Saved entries
PR #1175, opened 2016-02-01
Prevent attempt to create migrations table again if it already exists

ArsalanDotMe:
There is an issue where if you are creating migrations table inside a schema, knex tries to create the table every time even though the table is already created. The real issue is that knex migrations do not handle custom schemas but this is a quick fix to handle those until knex rolls out better support for migrations in multiple schemas.


elhigu:
Seems legit +1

* TASK DETAILS *
Print all of the entries exactly as they are written.

* RESPONSE BOX *
PR #1175, opened 2016-02-01
Prevent attempt to create migrations table again if it already exists

ArsalanDotMe:
There is an issue where if you are creating migrations table inside a schema, knex tries to create the table every time even though the table is already created. The real issue is that knex migrations do not handle custom schemas but this is a quick fix to handle those until knex rolls out better support for migrations in multiple schemas.


elhigu:
Seems legit +1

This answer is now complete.